» **What to work on**
Write out all of the data without omission, exactly as shown.

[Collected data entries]
PR #914, opened 2016-08-24
Run Ruby tests on Ruby 2.3 (main Ruby for chef/chef-dk now)

jkeiser:


tduffield:
Do we want to wait until 2.3.1 is available for Omnibus as well? Just so that the Ruby we test on is the same that we ship with?

jkeiser:
Sure! Is omnibus running 2.2.5 right now? I thought it was running 2.1.9.

jkeiser:
This isn't really blocking anything, FYI.

stevendanna:
Going to close this.  We'll bump these ruby versions when we bump it in the main omnibus config as well.  Thanks!

PR #615, opened 2022-06-03
fix swiftlint errors in gobot

martindsq:
Fixes several style issues in GoBot.swift.
I only left:

- TODOs that we can remove if we think they are not necessary anymore
- a warning about the number of lines in the file
- a warning about the number of lines updateReceive


mplorentz (approved):
So much better! Thanks for doing this.

Issue #328, opened 2022-01-31
BUG: Published blobs take too long to propagate


mplorentz:
Other clients apparently push blobs out to connected peers as soon as they are published. Planetary doesn't do this, meaning a peer has to request your blob while you are online or it won't propagate.

From andrestaltz (`%2s32sWdS14QUKXECTGmwSjTN9fost9eV6TdedsCcSvc=.sha256`):
> We don’t do anything different in Manyverse in comparison to (say) Patchwork. The plugin we use is ssb-blobs, and I think one important part of that subprotocol is to “push” the blobs to peers connected, not just make it available for “pull”, which is the request thing you mentioned.

boreq:
Possibly related to  https://github.com/planetary-social/viewer/issues/21.

rabble:
Trigger it from swift to call muxrpc call to push blobs to peers. 

@boreq will write function which is 'push x blob to peers' 
@mplorentz will write a function in swift to call the push method.

mplorentz:
I did some research on this this morning and found some good stuff.
- The [README](https://github.com/ssbc/ssb-blobs) for the ssb-blobs Node.js plugin has some docs for a blobs.push function that does what we want. The code is hard to read but I was able to make some sense of it eventually. Basically after you publish a blob you emit a "want" message for the very same blob to peers, who then publish their own "sympathetic want" for the same blob, which results in them downloading the blob from you.
- the node implementation keeps wants in the db so they persist past restarts, and keeps track of how many peers have requested your own blob from you so eventually you stop wanting it.
- go-ssb's blobstore has a `WantWithDist()` function that allows you to publish arbitrary wants. I added a call to this function every time the user adds a blob in #626. It doesn't work 100% of the time, but it's better than not doing it at all.

I think with this knowledge we could probably make go-ssb's blobstore emulate the node.js store by storing wants on disk and keeping track of how many times a blob has been requested from us. It would be better to do this in the go layer, but I could do it in Swift too if we need to save time. This would be a great feature to contribute to upstream go-ssb too.

rabble:
doneish.

PR #626, opened 2022-06-13
Improve blob publishing

mplorentz:
This helps published blobs get pushed to our pubs a little faster. It isn't foolproof, because right now it just tries to push them once right after publish, and if there aren't any connected peers or if the user closes the app immediately afterwards then the blob might not make it out. But it's better than what we have.

This was the result of some research I did and wrote about on #328.


GoSSB/Sources/blobs.go
```diff
@@ -131,5 +131,11 @@ func ssbBlobsAdd(fd int32) *C.char {
 	}
 	f.Close()
 
+	err = sbot.WantManager.WantWithDist(br, -1)
+	if err != nil {
+		err = errors.Wrap(err, "push: pushing blob to other peers failed")
+		return nil
```
martindsq, line 137: Should we return nil here? The blob was correctly added at this point

mplorentz: We could, but I thought that it might be better to fail the whole add blob operation in this case, because it means the blob likely won't leave the user's device for a long time which doesn't meet their expectations. So better to have them retry the operation. 

I didn't test this in an offline scenario though. Let me try that now. Looks like it doesn't fail, so I think I'm ok with leaving this as-is if you are.

martindsq (approved):

Issue #275, opened 2022-01-17
Revive blocking service


mplorentz:
Notes from Feb 24
Martin suggested we get rid of blocking service and implement with normal messages in SSB. 
Might be a longer term fix. 
May need to revive existing blocking service in the short term.

rabble:
Theh blocking service is running but we need to fix how we update it and manage blocks.

mplorentz:
We should also figure out why Google Cloud SQL database, which is used by the block service, is costing us so much money, and make it cheaper. [Slack context](https://planetary-app.slack.com/archives/CP4D5FQ87/p1644598080696969)

mplorentz:
I manually blocked `@hoSGJQoxNZrN52hZ3AB2iA8WpgqMcIwqIH0mVuGbBVk=.ed25519` on all the pubs this morning. We can block this account with the block service as well when we get it running.

PR #631, opened 2022-06-13
Get the ban list working again

mplorentz:
This is the iOS portion of #275. I still have some documentation to write for the server portion. But essentially this PR:
- Renamed code that has to do with Planetary the company censoring content to use the term 'ban' instead of 'block'. This is to avoid confusion with block messages published by users.
- Updated TokenStore to use a client secret to obtain the bearer token rather than using a token that came from special golang pubs that are no longer in service.

The current service isn't perfect, but I tried to stick to just making it work the way it used to rather than making it work the way I would expect. I will publish my notes at some point about where I think things could be improved.


mplorentz:
The unit tests are failing here but also on `main`, so it doesn't look like my changes here caused the tests to fail. I think this can be ready for review and I'll fix the tests on `main` tomorrow.

mplorentz:
Actually the failure on `main` was different, so I am working on fixing the unit tests here.

martindsq (approved):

» **Response**
PR #914, opened 2016-08-24
Run Ruby tests on Ruby 2.3 (main Ruby for chef/chef-dk now)

jkeiser:


tduffield:
Do we want to wait until 2.3.1 is available for Omnibus as well? Just so that the Ruby we test on is the same that we ship with?

jkeiser:
Sure! Is omnibus running 2.2.5 right now? I thought it was running 2.1.9.

jkeiser:
This isn't really blocking anything, FYI.

stevendanna:
Going to close this.  We'll bump these ruby versions when we bump it in the main omnibus config as well.  Thanks!

PR #615, opened 2022-06-03
fix swiftlint errors in gobot

martindsq:
Fixes several style issues in GoBot.swift.
I only left:

- TODOs that we can remove if we think they are not necessary anymore
- a warning about the number of lines in the file
- a warning about the number of lines updateReceive


mplorentz (approved):
So much better! Thanks for doing this.

Issue #328, opened 2022-01-31
BUG: Published blobs take too long to propagate


mplorentz:
Other clients apparently push blobs out to connected peers as soon as they are published. Planetary doesn't do this, meaning a peer has to request your blob while you are online or it won't propagate.

From andrestaltz (`%2s32sWdS14QUKXECTGmwSjTN9fost9eV6TdedsCcSvc=.sha256`):
> We don’t do anything different in Manyverse in comparison to (say) Patchwork. The plugin we use is ssb-blobs, and I think one important part of that subprotocol is to “push” the blobs to peers connected, not just make it available for “pull”, which is the request thing you mentioned.

boreq:
Possibly related to  https://github.com/planetary-social/viewer/issues/21.

rabble:
Trigger it from swift to call muxrpc call to push blobs to peers. 

@boreq will write function which is 'push x blob to peers' 
@mplorentz will write a function in swift to call the push method.

mplorentz:
I did some research on this this morning and found some good stuff.
- The [README](https://github.com/ssbc/ssb-blobs) for the ssb-blobs Node.js plugin has some docs for a blobs.push function that does what we want. The code is hard to read but I was able to make some sense of it eventually. Basically after you publish a blob you emit a "want" message for the very same blob to peers, who then publish their own "sympathetic want" for the same blob, which results in them downloading the blob from you.
- the node implementation keeps wants in the db so they persist past restarts, and keeps track of how many peers have requested your own blob from you so eventually you stop wanting it.
- go-ssb's blobstore has a `WantWithDist()` function that allows you to publish arbitrary wants. I added a call to this function every time the user adds a blob in #626. It doesn't work 100% of the time, but it's better than not doing it at all.

I think with this knowledge we could probably make go-ssb's blobstore emulate the node.js store by storing wants on disk and keeping track of how many times a blob has been requested from us. It would be better to do this in the go layer, but I could do it in Swift too if we need to save time. This would be a great feature to contribute to upstream go-ssb too.

rabble:
doneish.

PR #626, opened 2022-06-13
Improve blob publishing

mplorentz:
This helps published blobs get pushed to our pubs a little faster. It isn't foolproof, because right now it just tries to push them once right after publish, and if there aren't any connected peers or if the user closes the app immediately afterwards then the blob might not make it out. But it's better than what we have.

This was the result of some research I did and wrote about on #328.


GoSSB/Sources/blobs.go
```diff
@@ -131,5 +131,11 @@ func ssbBlobsAdd(fd int32) *C.char {
 	}
 	f.Close()
 
+	err = sbot.WantManager.WantWithDist(br, -1)
+	if err != nil {
+		err = errors.Wrap(err, "push: pushing blob to other peers failed")
+		return nil
```
martindsq, line 137: Should we return nil here? The blob was correctly added at this point

mplorentz: We could, but I thought that it might be better to fail the whole add blob operation in this case, because it means the blob likely won't leave the user's device for a long time which doesn't meet their expectations. So better to have them retry the operation. 

I didn't test this in an offline scenario though. Let me try that now. Looks like it doesn't fail, so I think I'm ok with leaving this as-is if you are.

martindsq (approved):

Issue #275, opened 2022-01-17
Revive blocking service


mplorentz:
Notes from Feb 24
Martin suggested we get rid of blocking service and implement with normal messages in SSB. 
Might be a longer term fix. 
May need to revive existing blocking service in the short term.

rabble:
Theh blocking service is running but we need to fix how we update it and manage blocks.

mplorentz:
We should also figure out why Google Cloud SQL database, which is used by the block service, is costing us so much money, and make it cheaper. [Slack context](https://planetary-app.slack.com/archives/CP4D5FQ87/p1644598080696969)

mplorentz:
I manually blocked `@hoSGJQoxNZrN52hZ3AB2iA8WpgqMcIwqIH0mVuGbBVk=.ed25519` on all the pubs this morning. We can block this account with the block service as well when we get it running.

PR #631, opened 2022-06-13
Get the ban list working again

mplorentz:
This is the iOS portion of #275. I still have some documentation to write for the server portion. But essentially this PR:
- Renamed code that has to do with Planetary the company censoring content to use the term 'ban' instead of 'block'. This is to avoid confusion with block messages published by users.
- Updated TokenStore to use a client secret to obtain the bearer token rather than using a token that came from special golang pubs that are no longer in service.

The current service isn't perfect, but I tried to stick to just making it work the way it used to rather than making it work the way I would expect. I will publish my notes at some point about where I think things could be improved.


mplorentz:
The unit tests are failing here but also on `main`, so it doesn't look like my changes here caused the tests to fail. I think this can be ready for review and I'll fix the tests on `main` tomorrow.

mplorentz:
Actually the failure on `main` was different, so I am working on fixing the unit tests here.

martindsq (approved):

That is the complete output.